YOUR TASK:
In the material below, list every line carrying the string "buggy".

** DATA SHOWN follows **

PR #1964, opened 2021-06-25
Fix: Read replicas connection settings replaced by master settings

rbrishabh:
fixes #1963 

Hey @B4nan! How does this look?
let me know if this needs any changes!
Thanks

Issue #1963, opened 2021-06-25
Read replicas connection settings replaced by "master" settings


sbesedkov:
**Describe the bug**
Read replicas connection settings replaced by "master" settings, when connection settings specified as object.

**To Reproduce**
You may use example provided in the manual: https://mikro-orm.io/docs/read-connections
In this case replicas host and user parameter values will be replaced by top-level (master) configuration parameter values.

This issue occurs because `Connection` class instance `options` property value is replaced by the corresponding value from top-level config in `getConnectionOptions()`.

It works as expected when replica and master connection settings are specified in the `clientUrl` parameter.

```
  getConnectionOptions(): ConnectionConfig {
    const ret: ConnectionConfig = {};
    const url = new URL(this.options!.clientUrl || this.config.getClientUrl());
    this.options!.host = ret.host = this.config.get('host', url.hostname);
    this.options!.port = ret.port = this.config.get('port', +url.port);
    this.options!.user = ret.user = this.config.get('user', url.username);
    this.options!.password = ret.password = this.config.get('password', url.password);
    this.options!.dbName = ret.database = this.config.get('dbName', url.pathname.replace(/^\//, ''));

    return ret;
  }
```
See:
https://github.com/mikro-orm/mikro-orm/blob/091e60d5636959477176d851ef112ab53f1c6609/packages/core/src/connections/Connection.ts#L64

**Versions**

| Dependency | Version |
| - | - |
| node | 14.17.0 |
| typescript | 4.1.2 |
| mikro-orm | 4.5.5 |
| your-driver | postgresql |

B4nan:
So it should be enough to prefer existing values in `this.options`, right? 

Feel free to send a PR if that helps.

rbrishabh:
I can help with this!

erik-induro:
@B4nan would I be able to get a dev release for this? I'm dead in the water on performance testing since I can't scale horizontally.

PR #2081, opened 2021-07-31
Fix: Read replicas connection settings replaced by master settings (continuation)

ShinteiMai:
Based on the [previous pull request](https://github.com/mikro-orm/mikro-orm/pull/1964) for fixing #1963

This PR adds the unit test to check if MikroORM is initialized with replicas, when getting the connection with the params of `read`, it should return the configuration with the replicas db configuration.

### DIFF
--- a/packages/core/src/connections/Connection.ts
+++ b/packages/core/src/connections/Connection.ts
@@ -64,11 +64,11 @@ export abstract class Connection {
   getConnectionOptions(): ConnectionConfig {
     const ret: ConnectionConfig = {};
     const url = new URL(this.options!.clientUrl || this.config.getClientUrl());
-    this.options!.host = ret.host = (this.options!.host || this.config.get('host', url.hostname));
-    this.options!.port = ret.port = (this.options!.port || this.config.get('port', +url.port));
-    this.options!.user = ret.user = (this.options!.user || this.config.get('user', url.username));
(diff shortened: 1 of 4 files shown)


B4nan:
Are the tests passing for you locally? Because I see you did the very same change as in the old PR but many tests were failing.

ShinteiMai:
@B4nan Sometimes i do get an error like `database_name of x is not found` when running the changes. So, I thought that those tests were failing because of my testing setup or something else. I also tried testing only on the unit tests that I made, and they worked perfectly fine.

Do you have any hints regarding why those errors are showing? because I also tried running the tests in the master branch, and all the tests passed.

B4nan:
Well, CI tests are not passing, and they were not passing with the previous PR too, so this will be most probably something wrong with the change you made in code. I don't have any hints, the tests should create databases automatically.

Or it might as well be some other part of code that just relied on the old (and buggy) behaviour.

ShinteiMai:
> Well, CI tests are not passing, and they were not passing with the previous PR too, so this will be most probably something wrong with the change you made in code. I don't have any hints, the tests should create databases automatically.
> 
> Or it might as well be some other part of code that just relied on the old (and buggy) behaviour.

I will investigate further on what's causing this and find a fix

B4nan:
Let me know if you struggle with that, I can take a look locally too. I'd expect it will be something in the `DatabaseDriver.createReplicas` method.

Issue #2074, opened 2021-07-28
PostgreSQL schemas for multitenancy


Uminily:
**Is your feature request related to a problem? Please describe.**
Hi, first of all, thank you very much for your huge work on this ORM. I am using it today in my libraries and I am very happy with it. However, I have a small problem with multi-tenancy via postgresql schemas. No problem to have something dynamic with FindOptions (on find methods), it works incredibly well, but when inserting/updating/deleting, it is not possible to specify a schema.

**Describe the solution you'd like**
I checked a little bit the code of your library, it would have been great if on `*flush()` methods could take options, notably `{schema: 'mytenant'}`, and `nativeInsert() / nativeUpdate() / nativeDelete()` on `AbstractSqlDriver`, test before `isPlatformSchemaAuthorized()` or something like that.

Maybe applying `withSchema(options.schema)`on this [line](https://github.com/mikro-orm/mikro-orm/blob/b9d181061b8b015f91960db4bf65e8a671caad76/packages/knex/src/AbstractSqlDriver.ts#L195).

I've already tried with a monkey patch (on my current projet node_modules folder... wooohooo) to specify a schema on queryBuilder at this [line](https://github.com/mikro-orm/mikro-orm/blob/b9d181061b8b015f91960db4bf65e8a671caad76/packages/knex/src/query/QueryBuilder.ts#L651), and update/insert/delete with schema work like a charm.

I wish I could implement this with a PR to help but I'm too afraid to break whole parts of the library. If you did it on the Findable part but not on the insert etc., there must be a reason. If you give me a little help, I'll take a look. By the way, I will sponsor you in any case for your excellent work. This lib is much better than TypeORM and I'm already promoting it to my friends.

**Describe alternatives you've considered**
I've looked into creating a MikroORM instance (with the `next` version) that allows you to take a schema in the initial configuration, then destroy the instance at the end of the request.  I have the feeling that this is very heavy and I'm afraid that the number of connections to the database will explode and that it will slow down my application.

Currently I'm thinking of adding isolation fields per client on each entity and using `@Filter()` and compound indexes but it makes my upstream validations more complex, plus I'm not safe from missing something in my hooks (etc.) that may impact the data of another client.

**Additional context**
Use on Postgresql and platforms that can support database schema, maybe dropping schemas on mongo ?

PR #2093, opened 2021-08-05
feat: support multitenancy insert/update/delete on native & from uow with flush options

Uminily:
Hello,

as discussed here #2074 I propose you a very basic PR for the moment (I'm really struggling with the tests on migrations in particular). I also know that other people have worked on PRs or that there are topics on multitenancy (I tried to read the whole thing before deciding to write an issue and a PR).

The idea behind what I did is to be able to specify at the time of a `nativeInsert/nativeUpdate` or via the EM on a `flush`, the schema on which the modifications will apply. This avoids having several open connections or several instances of mikro-orm. This allows, in the context of a multi-tenancy API, to be able to specify upstream or at the last moment on which schema the modifications will be applied. I tried to respect the logic of `FindOptions`.

With this PR, a single Mikro-ORM instance, we would be able to search in several schemas. I saw that anothers PRs #1001 #1424 were proposed, especially on the migration part which I didn't deal with at all, should I integrate it here?

I think there are some shortcomings in what I did, because I don't master Mikro-ORM at all, and I could see the huge work you did on this lib :clap:

Don't validate this PR, but could you help me and guide me on what I could do to reach a level where multitenancy would be a feature of Mikro-ORM? Sorry for the very raw nature of my questions and my way of doing things... but I need to move forward on these topics on my side. In any case, thank you very much for your time and energy on reading this PR and for your work on this lib.

Xavier (Uminily).

### DIFF
--- a/packages/core/src/EntityManager.ts
+++ b/packages/core/src/EntityManager.ts
@@ -3,7 +3,7 @@ import { inspect } from 'util';
 import { Configuration, QueryHelper, TransactionContext, Utils } from './utils';
 import { AssignOptions, EntityAssigner, EntityFactory, EntityLoader, EntityLoaderOptions, EntityRepository, EntityValidator, IdentifiedReference, Reference } from './entity';
 import { UnitOfWork } from './unit-of-work';
-import { CountOptions, DeleteOptions, EntityManagerType, FindOneOptions, FindOneOrFailOptions, FindOptions, IDatabaseDriver, UpdateOptions } from './drivers';
+import { CountOptions, DeleteOptions, EntityManagerType, FindOneOptions, FindOneOrFailOptions, FindOptions, IDatabaseDriver, InsertOptions, UpdateOptions } from './drivers';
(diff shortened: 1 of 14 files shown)


B4nan:
I have no time to review this right now, but as said several times already on various places, I don't think `flush` should have any parameters, it just feels wrong. The entity should bare the schema name which was used to load it instead. It should be most probably also used in the identity map key, so it is possible to have multiple instances of the same entity (but in different schemas).

B4nan:
As said above, I'll be happy to merge the part with `schema` param in `native*` methods, could you open new PR with that, or remove the flush options from this one? We can then discuss how to deal with UoW separately - I believe the idea I noted above (with storing the schema in entity instance, as well as using it in the identity map key, is the way to go - I can elaborate on that if you'd be interested in implementing that).

dzcpy:
Another thing to consider:
How to deal with relations? Is it possible to specify the schema of the relation in entity metadata? If not specified, it will use the schema from the query.

PR #2181, opened 2021-09-07
feat: throw error in ChangeSetComputer.computeChangeSet when no meta …

hcharley:
…is found

### DIFF
--- a/packages/core/src/unit-of-work/ChangeSetComputer.ts
+++ b/packages/core/src/unit-of-work/ChangeSetComputer.ts
@@ -19,8 +19,12 @@ export class ChangeSetComputer {
               private readonly platform: Platform,
               private readonly config: Configuration) { }
 
-  computeChangeSet<T extends AnyEntity<T>>(entity: T): ChangeSet<T> | null {
-    const meta = this.metadata.find(entity.constructor.name)!;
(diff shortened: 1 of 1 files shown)


B4nan:
What is the motivation for this? The validation is done on higher level already, so this would make sense only if used directly (and the API is rather internal).

hcharley:
@B4nan I'm not sure how I slipped past the initial validation, but perhaps I hit a bug when this line was executed:

```ts
if (meta.readonly) {
```

Meta was undefined, and so this PR would have helped me diagnose the problem and find the right model.

It might be some problem with how I wrote my code (maybe circular references, or the wrong `this`, or something), so perhaps this error wouldn't be useful to others.

B4nan:
Well, would be good if you first share the stack trace so we can see how the code path was triggered. 

There are two methods to obtain the metadata, `find()` that does not validate the result (and is fast), and `get()` that will throw if it does not exist (and is therefore slower). I am using `find()` where I can to make things a tiny bit faster, but maybe it's not really relevant, will try to measure it here. 

But to me it feels a bit wrong to have it here (this place is triggered for every single managed entity instance, while we handle entities by groups). Do you at least remember what you were doing, was it a regular `flush` call that triggered this, or do you use flush events? 

Either way, if we are merge this, it should be just a one liner changing `find()` to `get()`. Also note that this project is not using `public` modifier` on purpose.

PR #2282, opened 2021-10-17
docs: fix logo size

Chantelsky:
Just a suggestion, but removing the svg links would make the navbar align better. I've just removed them in the browser to show an example.

image


B4nan:
Thanks! Yeah they shouldn't be there, they appeared with some docusaurus update.

Chantelsky:
@B4nan If I have time after work, i'm happy to fix that up for you :)

PR #2328, opened 2021-11-01
refactor: fix type of `Collection.init`

evantrimboli:
BREAKING CHANGE:
`Collection.init()` now has only options parameter

### DIFF
--- a/packages/core/src/entity/Collection.ts
+++ b/packages/core/src/entity/Collection.ts
@@ -206,11 +206,11 @@ export class Collection<T, O = unknown> extends ArrayCollection<T, O> {
     this.dirty = dirty;
   }
 
-  async init<P extends string = never>(options?: InitOptions<T, P>): Promise<this> {
+  async init<P extends string = never>(options: InitOptions<T, P> = {}): Promise<this> {
     const em = this.getEntityManager();
 
     if (!this.initialized && this.property.reference === ReferenceType.MANY_TO_MANY && em.getPlatform().usesPivotTable()) {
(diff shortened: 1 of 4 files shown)


packages/core/src/entity/Collection.ts
```diff
@@ -206,14 +206,11 @@ export class Collection<T, O = unknown> extends ArrayCollection<T, O> {
     this.dirty = dirty;
   }
 
-  async init(options?: InitOptions<T>): Promise<this>;
-  async init(populate?: string[], where?: FilterQuery<T>, orderBy?: QueryOrderMap<T>): Promise<this>;
-  async init(populate: string[] | InitOptions<T> = [], where?: FilterQuery<T>, orderBy?: QueryOrderMap<T>): Promise<this> {
-    const options = Utils.isObject<InitOptions<T>>(populate) ? populate : { populate, where, orderBy };
+  async init<P extends string = never>(options?: InitOptions<T, P>): Promise<this> {
```
B4nan, line 209: let's add a default value here so we don't need to use optional chaining everywhere (unfortunately it breaks coverage)
```suggestion
  async init<P extends string = never>(options: InitOptions<T, P> = {}): Promise<this> {
```

(and please remove the optional chaining usage underneath)

B4nan (changes requested):
looking good, just one nitpick

also please add this method to the list of breaking changes (there is a list of method signature changes, so just add it there)

https://github.com/mikro-orm/mikro-orm/blob/master/docs/docs/upgrading-v4-to-v5.md#options-parameters

B4nan (approved):

PR #2351, opened 2021-11-05
fix(query-builder): fix nested ordered pagination

### LINKED ISSUE #2095: OrderBy doesn't work properly using populate, paginate flag, filters and semi-complex hierarchies
**Describe the bug**

Using Postgresql:

Attempting to fetch an offset list of entities using `QueryFlag.PAGINATE`, `populate`, entity-level filters ordered by a field will return incorrectly-ordered results - e.g. results sorted by date will return the first 20 results ordered correctly, but the second 20 results will include results that should've appeared in the first set (in terms of order).

This is basically to be used by server-side limit/offset pagination into a data grid, so when somebody sorts the grid it should order the results correctly across pages. Currently, fetching the second page returns results that order-wise should've been in the first set of results.

Not using the `QueryFlag.PAGINATE` flag results in duplicate rows (and hence less than the full number once duplicates are removed), so the flag must be used.

**To Reproduce**

Reproduction in test form here: https://github.com/jamesmeneghello/mikro-orm/blob/bug/pagination-order/tests/issues/GH2095.test.ts

**Expected behavior**

Expected each page of results to be ordered correctly when retrieving them.

**Additional context**

This took a surprisingly long time to reproduce.

**Versions**

| Dependency | Version |
| - | - |
| node | 16.5 |

Other dependencies per mikro-orm.

jamesmeneghello:
Resolves #2095.

I have no idea if this is pure insanity or not, but it passes all tests (tests that were checking raw sql modified). The use of `min()` is required to sidestep group-by requirements.


packages/knex/src/query/QueryBuilder.ts
```diff
@@ -755,18 +755,32 @@ export class QueryBuilder<T extends AnyEntity<T> = AnyEntity> {
   }
 
   private wrapPaginateSubQuery(meta: EntityMetadata): void {
-    const pks = this.prepareFields(meta.primaryKeys, 'sub-query');
-    const subQuery = this.clone().limit(undefined).offset(undefined);
+    const pks = this.prepareFields(meta.primaryKeys, 'sub-query') as any;
```
jamesmeneghello, line 758: As much as I hate using `any` here, I'm not certain what the typing should be.

packages/knex/src/query/QueryBuilder.ts
```diff
@@ -755,18 +755,32 @@ export class QueryBuilder<T extends AnyEntity<T> = AnyEntity> {
...
+    const subQuery = this.clone().select(pks).groupBy(pks).limit(this._limit!);
+
+    if (this._offset) {
+      subQuery.offset(this._offset);
+    }
+
+    if (this._orderBy) {
```
jamesmeneghello, line 765: This section is required to make the query SQL/92 compatible, which is required for the default SQL strictness for both PG and MySQL.

B4nan:
Amazing, thank you! Will try to review it soon and ship it to 4.x branch once merged.

Btw I believe the paginate flag was also failing on mysql 8, so maybe those changes will help with that too.

jamesmeneghello:
Not sure why the tests are failing, they work locally. I'll take a look this weekend.

packages/knex/src/query/QueryBuilder.ts
```diff
@@ -755,18 +755,32 @@ export class QueryBuilder<T extends AnyEntity<T> = AnyEntity> {
...
     const knexQuery = subQuery.as(this.alias).clearSelect().select(pks);
 
     // 3 sub-queries are needed to get around mysql limitations with order by + limit + where in + group by (o.O)
     // https://stackoverflow.com/questions/17892762/mysql-this-version-of-mysql-doesnt-yet-support-limit-in-all-any-some-subqu
-    const subSubQuery = this.getKnex().select(pks).from(knexQuery).groupBy(pks).limit(this._limit!);
-
-    if (this._offset) {
-      subSubQuery.offset(this._offset);
-    }
+    const subSubQuery = this.getKnex().select(pks).from(knexQuery);
```
B4nan, line 783: Do we actually need this subquery, when it does not have groupby/limit/offset? Feels redundant this way.

tests/issues/GH2095.test.ts
```diff
@@ -0,0 +1,309 @@
+import { Collection, ConstraintViolationException, Entity, Enum, Filter, ManyToMany, ManyToOne, MikroORM, OneToMany, OneToOne, PrimaryKey, Property, QueryFlag, wrap } from '@mikro-orm/core';
+import { SchemaGenerator, SqliteDriver } from '@mikro-orm/sqlite';
+import { PostgreSqlDriver } from '../../packages/postgresql/src';
```
B4nan, line 3:
```suggestion
import { SchemaGenerator, PostgreSqlDriver } from '@mikro-orm/postgresql';
```

B4nan (changes requested):

packages/knex/src/query/QueryBuilder.ts
jamesmeneghello: Nope, totally redundant. Thanks!

packages/knex/src/query/QueryBuilder.ts
jamesmeneghello: Yep, that was it - the original branch was off 4.5.9 iirc. Fixed now.

packages/knex/src/query/QueryBuilder.ts
```diff
@@ -791,11 +797,7 @@ export class QueryBuilder<T extends AnyEntity<T> = AnyEntity> {
     subQuery.finalized = true;
     const knexQuery = subQuery.as(this.alias).clearSelect().select(pks);
 
-    // 3 sub-queries are needed to get around mysql limitations with order by + limit + where in + group by (o.O)
-    // https://stackoverflow.com/questions/17892762/mysql-this-version-of-mysql-doesnt-yet-support-limit-in-all-any-some-subqu
```
B4nan, line 777: lets keep this comment, we still use 3 subqueries because of this

packages/knex/src/query/QueryBuilder.ts
```diff
@@ -791,11 +797,7 @@ export class QueryBuilder<T extends AnyEntity<T> = AnyEntity> {
...
-    const subSubQuery = this.getKnex().select(pks).from(knexQuery);
-
-    const subSubSubQuery = this.getKnex().select(pks).from(subSubQuery.as(this.alias));
+    const subSubSubQuery = this.getKnex().select(pks).from(knexQuery);
```
B4nan, line 800: also the variable name can stay as `subSubQuery`, right?

packages/knex/src/query/QueryBuilder.ts
B4nan: what about just `as string[]` or `as unknown as string[]`?

packages/knex/src/query/QueryBuilder.ts
jamesmeneghello: 2 subqueries now, I think?

packages/knex/src/query/QueryBuilder.ts
jamesmeneghello: `string[]` works, thanks.

packages/knex/src/query/QueryBuilder.ts
jamesmeneghello: Sure can!

packages/knex/src/query/QueryBuilder.ts
B4nan: oh right, i though you added extra one and now you removed it, but i see its the full diff of the PR and we now have one less query in there, nice!

jamesmeneghello:
One last change, just removing the extra logic around pks for SQL/92, as they never match anyway (`e0.id` vs `id`), which is what CodeCov caught.

B4nan (approved):

PR #5514, opened 2024-04-26
fix(cli): use `module: 'nodenext'` when registering ts-node

vinialbano:
Update configuration to allow `mikro-orm-esm` to work with newer versions of tsconfig.

#5427

### DIFF
--- a/packages/core/src/utils/ConfigurationLoader.ts
+++ b/packages/core/src/utils/ConfigurationLoader.ts
@@ -1,14 +1,14 @@
 import dotenv from 'dotenv';
 import { pathExistsSync, readJSONSync, realpathSync } from 'fs-extra';
-import { isAbsolute, join } from 'path';
 import { platform } from 'os';
+import { isAbsolute, join } from 'path';
 import { fileURLToPath } from 'url';
+import type { EntityManager } from '../EntityManager';
 import type { EntityManagerType, IDatabaseDriver } from '../drivers';
+import { colors } from '../logging/colors';
+import type { Dictionary } from '../typings';
 import { Configuration, type Options } from './Configuration';
 import { Utils } from './Utils';
-import type { Dictionary } from '../typings';
-import { colors } from '../logging/colors';
-import type { EntityManager } from '../EntityManager';
 
 /**
  * @internal
@@ -144,7 +144,7 @@ export class ConfigurationLoader {
       project: tsConfigPath,
       transpileOnly: true,
       compilerOptions: {
-        module: 'commonjs',
+        module: 'nodenext',
       },
     }).config;
 


B4nan:
are you sure this doesn't break CJS projects? i think we could maybe remove the overrides completely, as this should be now all taken from the project's tsconfig. maybe we could keep the old behavior when there is no tsconfig found.

B4nan:
Ok, now I am finally able to reproduce this. You confused me with the `mikro-orm-esm`, to me that works just fine with ESM projects (as the https://github.com/mikro-orm/guide). I had to use `mikro-orm` command instead and remove `type: 'module'` from the package.json file to see that error.

vinialbano:
Awesome! Thanks so much, @B4nan. That will help a lot in a project that I'm working on. We were manually fixing in node_modules so far haha

Far4way:
This change breaks CLI when using mikro-orm as part of a project that still uses "moduleResolution": "node".

Shouldn't a breaking change be part of a major update ?

B4nan:
It works fine on my end, can you provide a complete repro? I wouldn't do it if I would consider it breaking, I am sure we can make this work conditionally if needed.

Far4way:
I can't provide a link to the repo where I have the issue, but I tried the following steps (10min to complete a reproduction) and had the same issue :

1. Create a monorepo with nx
2. setup an angular app
3. setup a nestjs app
4. install mikro/orm 
5. 'try' to use cli

I did end up finding a solution where I indeed modified the main tsconfig and overwrote the main file in my nestjs and angular apps.

But again, this change is breaking, and I shouldn't have to modify config files because I updated to the last minor of mikro-orm.

I don't think that I'm familiar enough to help you make this whole thing conditional, but that sure would be great!

B4nan:
> I can't provide a link to the repo where I have the issue

I don't want your repository, I don't care about your app, I want a minimal example that shows the problem.

> Create a monorepo with nx

I never used nx and I am not interested in learning it now. 

> But again, this change is breaking, and I shouldn't have to modify config files because I updated to the last minor of mikro-orm.

Without a repro this is just a claim, it works just fine on my end 🤷 

So again, please provide a reproduction if you think it's breaking, then we can do something about it.

Far4way:
Here is a fork of the nestjs-example-app (quickest way to reproduce the problem) :  [nestjs-example-app_6.2.9](https://github.com/Far4way/nestjs-example-app_6.2.9).

The only change made to the forked repo is adding `"moduleResolution": "node"` to `compilerOptions` in the `tsconfig.json`. 

In 6.2.8, using `mikro-orm debug` we get the following output : 
```Node
$ npx mikro-orm debug
Current MikroORM CLI configuration
 - dependencies:
   - mikro-orm 6.2.8
   - node 20.11.0
   - knex not-found
   - mysql2 not-found
   - typescript not-found
 - package.json found
 - ts-node enabled
 - searched config paths:
   - /nestjs-example-app_6.2.9/src/mikro-orm.config.ts (found)
   - /nestjs-example-app_6.2.9/dist/mikro-orm.config.js (not found)
   - /nestjs-example-app_6.2.9/mikro-orm.config.ts (not found)
   - /nestjs-example-app_6.2.9/src/mikro-orm.config.js (not found)
   - /nestjs-example-app_6.2.9/mikro-orm.config.js (not found)
 - configuration found
 - database connection failed (connect ECONNREFUSED 127.0.0.1:3307)
 - will use `entities` array (contains 5 references and 0 paths)
```

In 6.2.9 : 
```Node
$ npx mikro-orm debug
Current MikroORM CLI configuration
 - dependencies:
   - mikro-orm 6.2.9
   - node 20.11.0
   - typescript not-found
 - package.json found
 - ts-node enabled
 - searched config paths:
   - /nestjs-example-app_6.2.9/src/mikro-orm.config.ts (found)
   - /nestjs-example-app_6.2.9/dist/mikro-orm.config.js (not found)
   - /nestjs-example-app_6.2.9/mikro-orm.config.ts (not found)
   - /nestjs-example-app_6.2.9/src/mikro-orm.config.js (not found)
   - /nestjs-example-app_6.2.9/mikro-orm.config.js (not found)
- configuration not found (⨯ Unable to compile TypeScript:
error TS5109: Option 'moduleResolution' must be set to 'NodeNext' (or left unspecified) when option 'module' is set to 'NodeNext'.
)
```

Hoping this much is good enough !

B4nan:
This should help d5d7f381363ab776b3c3af04a925a5547dbcdb65

I really don't understand what happened, it was working just fine and now I can reproduce in the same repo where it worked before.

** End of DATA SHOWN **

WRITTEN REPLY:
Or it might as well be some other part of code that just relied on the old (and buggy) behaviour.
> Or it might as well be some other part of code that just relied on the old (and buggy) behaviour.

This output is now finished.